Information shown:
PR #202, opened 2026-07-22
feat: turn interrupt affordance + retract-and-edit of the just-sent message

### LINKED ISSUE #198: Interrupt the running turn + retract-and-edit the just-sent message before first output
## Goal

Two chat affordances, one mechanism:

1. **Interrupt** — a first-class, discoverable way to stop the in-flight turn. The cancellation plumbing already exists end-to-end (`conversation.abort()` at `cli/src/tui/hooks/conversation.ts:1045`, per-turn `AbortController` → `runChatTurn` signal → provider `streamText` abort); today it is reachable only as the middle case of the three-way ctrl+c (`cli/src/tui/app.tsx:242`) and via `/quit`-while-busy. This issue gives it its own key, a visible hint, and a defined surface state — it does not invent cancellation.
2. **Retract-and-edit** — while a turn is in flight **and the assistant has produced nothing yet**, let the user take the just-sent message back: interrupt the run, remove the user turn as if it were never sent, and seed the composer with its text for editing. Gated on "nothing produced" precisely because that is the window in which the turn can be made to have never happened — no partial output to keep or explain.

Modeled on how others do it (prior art at the end); ours differs mainly in that our durable history is append-only, which is the one real design question below.

## What exists today

- Abort path: module-private per-turn `AbortController` (`conversation.ts:877,975`), signal threaded through `runChatTurn` (`cli/src/modules/harness/turn.ts:152`) into `runAgent` and the AI-SDK `streamText` call; abort classifies the outcome as `{kind:"aborted"}` (`turn.ts:194-197`) and `finishTurn` flushes what streamed and returns to idle with no error banner.
- Esc is taken while the composer is focused: it focuses the scroll pane / NORMAL mode (`app.tsx:413`); the dialog host owns the structural Esc when a modal is open.
- An aborted turn still persists `[userMessage]` unconditionally to the pg thread (`turn.ts:197,204`), and `ThreadHistory` is append-only — `appendTurn`/`loadRecent`/`loadPage` only (`harness/src/memory/thread-history.ts:68-90`). No retract capability exists anywhere.
- "Nothing produced yet" is derivable, not stored: `chatStatus() === "busy"` ∧ `streamText() === ""` ∧ the in-flight assistant message still holds only its pre-minted empty text part (`conversation.ts:505-516`) ∧ no open tools.
- No composer history/recall of any kind exists (`text_area.tsx` binds only submit/newline).

## CLI — interrupt

- New remappable id in `KEYBIND_DEFAULTS` (`cli/src/tui/keymap.ts:234`), e.g. `app.interrupt`, default **Esc, double-press**: Esc while busy keeps its current meaning (focus the scroll pane — you want to scroll while it streams) *and* arms the interrupt; a second Esc within a short window (others use 5 s) fires `conversation.abort()`. A status-line hint flips `esc interrupt` → `esc again to interrupt` while armed — the hint is what makes the feature discoverable at all.
- Busy-gated layer: when idle, Esc behaves exactly as today. The ctrl+c three-way stays as-is.
- Surface state on interrupt: whatever already streamed stays on screen (current `finishTurn` behavior), and the turn ends quietly — a muted "interrupted" marker on the assistant message rather than an error banner or toast. Interruption is a user action, not a failure.

## CLI — retract-and-edit

- Trigger: while the no-output window holds (definition above), an edit binding — recommend up-arrow in an empty composer, which later degrades naturally into general history recall — runs: `conversation.abort()` → splice the last user `UIMessage` and the pre-minted assistant message from the store (the `resetHotState` / `dropEmptyAssistant` machinery, `conversation.ts:884,569`) → `textareaRef.setText(originalText)` with the cursor at the end.
- Once the first delta or tool part lands, the binding does nothing — the message is answered history. Interrupt still works; retraction doesn't.
- Plain interrupt does **not** retract: an interrupted-but-kept user message stays in history as context for the next turn. Retract is its own deliberate action.

## Harness — durable retract

The UI part is trivial; the thread is not. By the time the user retracts, `appendTurn(threadId, [userMessage])` has already run (`turn.ts:204` executes at abort time), so the pg thread holds an orphan user turn that the edited resend would duplicate. Options:

- **(a) `ThreadHistory` retract capability (recommended):** a minimal harness-first method — remove the last turn / truncate from a message id — invoked by the CLI's retract action. Harness-first per the boundary rule, and it is the primitive any future full undo/redo needs anyway. One constraint to respect: `loadRecent` keeps a byte-stable prefix for prompt caching by advancing in whole eviction blocks (`thread-history.ts:75-80`); deleting the *tail* turn is compatible with that, deleting mid-history would not be.
- (b) Defer/skip the persist: teach `runChatTurn` not to append when the abort was a retract. Rejected as primary — it threads UI intent through the turn engine and leaves no primitive for a future revert.

## Prior art (how others behave)

- Interrupt is Esc, double-press within a window, gated on the session being busy, with a status-bar hint that flips to "again to interrupt" after the first press. Single-press variants exist elsewhere; the double-press exists exactly so Esc can keep a local meaning.
- Abort cancels the run at the request layer (abort signal into the streaming LLM call; running tools get the same signal), keeps and persists whatever partial output streamed, marks the assistant message aborted, and suppresses error toasts.
- The replay rule that motivates our gate: an aborted assistant message that produced **no** content is dropped from the model conversation on the next request — the turn behaves as if it never happened. One that produced real content is kept.
- "Undo last message" implicitly aborts first when busy, places the retracted text back into the composer for editing, and marks a soft revert point whose destructive cleanup happens lazily on the next send. (Full undo there also restores file snapshots — out of scope here; our file mutations live behind sandboxed workflows, a different story.)

## Done when

- Esc-Esc while streaming stops the turn; streamed text stays; no error surface; the status hint shows both stages.
- Send, then edit before any output: the composer holds the original text, the transcript shows nothing from the aborted attempt, and the pg thread contains no orphan user turn (resend produces exactly one user message).
- Esc while idle, Esc in dialogs, and ctrl+c behave exactly as today.

## Out of scope (follow-ups)

- Durably persisting partial streamed text of an interrupted turn (today it survives on screen but not reload).
- Editing/undoing an *answered* message (needs the revert-marker + snapshot model).
- Composer history recall (up-arrow through past prompts) — the retract binding is chosen not to conflict with adding it later.

vivere-dally:
## What & why

Interrupting a running turn existed only as the middle case of the three-way ctrl+c, and taking back a just-sent message did not exist at all — the turn engine persisted `[userMessage]` even on an aborted run, so a mistyped prompt was answered or orphaned, never edited, and an interrupted reply survived only on the live screen. This PR ships interrupt, retract-and-edit, and durable interruption end-to-end:

- **Interrupt as a first-class affordance (cli).** A remappable `app.interrupt` binding — double-press Esc while a turn is busy, counted only when the chat is the main focus in NORMAL mode: presses owned by a dialog, an active text selection, or the composer's INSERT→NORMAL switch never count toward it. The gesture teaches itself from the ChatBar footer, beside the mode word it depends on: `esc interrupt` → `esc again to interrupt` (5-second arm window, warn-colored when armed), and while busy in INSERT the same slot advertises the one-press ctrl+c that already interrupts mid-typing. The status bar carries no turn affordances. An interrupted turn ends quietly — no error banner, no toast — and the ctrl+c three-way chord keeps its dismiss → abort → quit ordering.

Exercise description:
From the listing above, collect every line that mentions the word "kind".

Worked solution:
- Abort path: module-private per-turn `AbortController` (`conversation.ts:877,975`), signal threaded through `runChatTurn` (`cli/src/modules/harness/turn.ts:152`) into `runAgent` and the AI-SDK `streamText` call; abort classifies the outcome as `{kind:"aborted"}` (`turn.ts:194-197`) and `finishTurn` flushes what streamed and returns to idle with no error banner.
- No composer history/recall of any kind exists (`text_area.tsx` binds only submit/newline).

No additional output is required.